When I think of the home that my wife and I have built in our hometown of Omaha, Nebraska, I think not only of our own home, but of the homes of the people who live there.
But the truth is that this home was built in a time when the vast majority of the population lived in abject poverty.
That is no longer true today.
We have now moved into a city that has a much higher percentage of people living in poverty than we did in 2000, according to data from the U.S. Census Bureau.
According to the National Low Income Housing Coalition, Omaha has the highest percentage of its residents living in a household with a poverty level of $15,000 or less.
I have lived in Omaha for years and never once have I experienced the kind of living conditions that I do in the middle of a major metropolitan area.
And if the situation was reversed today, I imagine that many Omaha residents would be living in extremely cramped conditions in their homes.
The fact that Omaha has achieved such a high level of poverty in recent decades is a reflection of the incredible work of city governments in addressing this problem, and how Omaha has built an incredibly resilient community that is resilient to economic and environmental stresses.
Omaha has a proud history of creating sustainable cities that reflect the diversity of its people and the region.
There are many, many things that the city of Omaha has done in recent years to make our lives easier, from hiring more staff to supporting a community-based arts program.
So, while I do think Omaha is at the forefront of making the lives of its citizens more comfortable, I also believe it is time for our city leaders to take a long, hard look at how they are investing in the future of our city.
It is important for cities to focus on creating the right kind of jobs and the right kinds of economic opportunity for the city’s residents.

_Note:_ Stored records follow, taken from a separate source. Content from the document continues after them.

PR #4366, opened 2025-01-28
colour: add support for auto-selecting the rendering intent

kleisauke:
Via the `VIPS_INTENT_AUTO` enum value.

Resolves: #3475.

### DIFF
--- a/libvips/include/vips/colour.h
+++ b/libvips/include/vips/colour.h
@@ -93,13 +93,15 @@ extern "C" {
 #define VIPS_D3250_Y0 (100.0)
 #define VIPS_D3250_Z0 (45.8501)
 
-/* Note: constants align with those defined in lcms2.h.
+/* Note: constants align with those defined in lcms2.h, except for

When we talk about jobs, I always think of a city where you can get a job in an hour.
Nowhere else in the country can you get that kind of opportunity for a fraction of the cost.
Many of the jobs available in Omaha are seasonal or contract positions, and are typically located in a city’s outer neighborhoods.
These are low-paying, low-quality jobs.
While the job opportunities for our citizens have improved, it is clear that there are still some barriers to entry for the majority of our residents.
I am concerned that the current housing market is creating a housing crisis that is hurting the very people who are trying to fill those jobs.
If we want to build a more resilient, more inclusive, more prosperous Omaha, we need to invest in building a stronger community.
For the next generation of leaders in Omaha, that means investing in our housing.
We need to take responsibility for building our future by ensuring that Omaha is a place that can support the kind, safe, healthy, well-paying jobs that our residents can expect.